▶ _Source material_:
PR #109, opened 2016-03-04
Fixing bug with enum literals when using libgraphqlparser

theorygeek:
This fixes a bug when you're using the [`graphql-libgraphqlparser`](https://github.com/rmosolgo/graphql-libgraphqlparser-ruby) gem. The problem is when you have a query that contains enum literals:
```
query {
  someField(enumArg: SOME_ENUM_VALUE) {
    ...
  }
}
```
This results in an error message like this:
```
Argument 'enumArg' on Field 'someField' has an invalid value
```
The problem is that instead of getting a `GraphQL::Language::Nodes::Enum` for the argument, you just get a `String`. I think that the "correct" fix would be to modify the `graphql-libgraphqlparser` gem, but I wasn't entirely sure where the problem was, and at any rate, this little band-aid seems to resolve the problem.

### DIFF
--- a/lib/graphql/query/literal_input.rb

▶ _What to do_: Give back exactly the lines running from the line that has "Fixing bug with" to the end of the entries above.

▶ _Response_:
Fixing bug with enum literals when using libgraphqlparser

theorygeek:
This fixes a bug when you're using the [`graphql-libgraphqlparser`](https://github.com/rmosolgo/graphql-libgraphqlparser-ruby) gem. The problem is when you have a query that contains enum literals:
```
query {
  someField(enumArg: SOME_ENUM_VALUE) {
    ...
  }
}
```
This results in an error message like this:
```
Argument 'enumArg' on Field 'someField' has an invalid value
```
The problem is that instead of getting a `GraphQL::Language::Nodes::Enum` for the argument, you just get a `String`. I think that the "correct" fix would be to modify the `graphql-libgraphqlparser` gem, but I wasn't entirely sure where the problem was, and at any rate, this little band-aid seems to resolve the problem.

### DIFF
--- a/lib/graphql/query/literal_input.rb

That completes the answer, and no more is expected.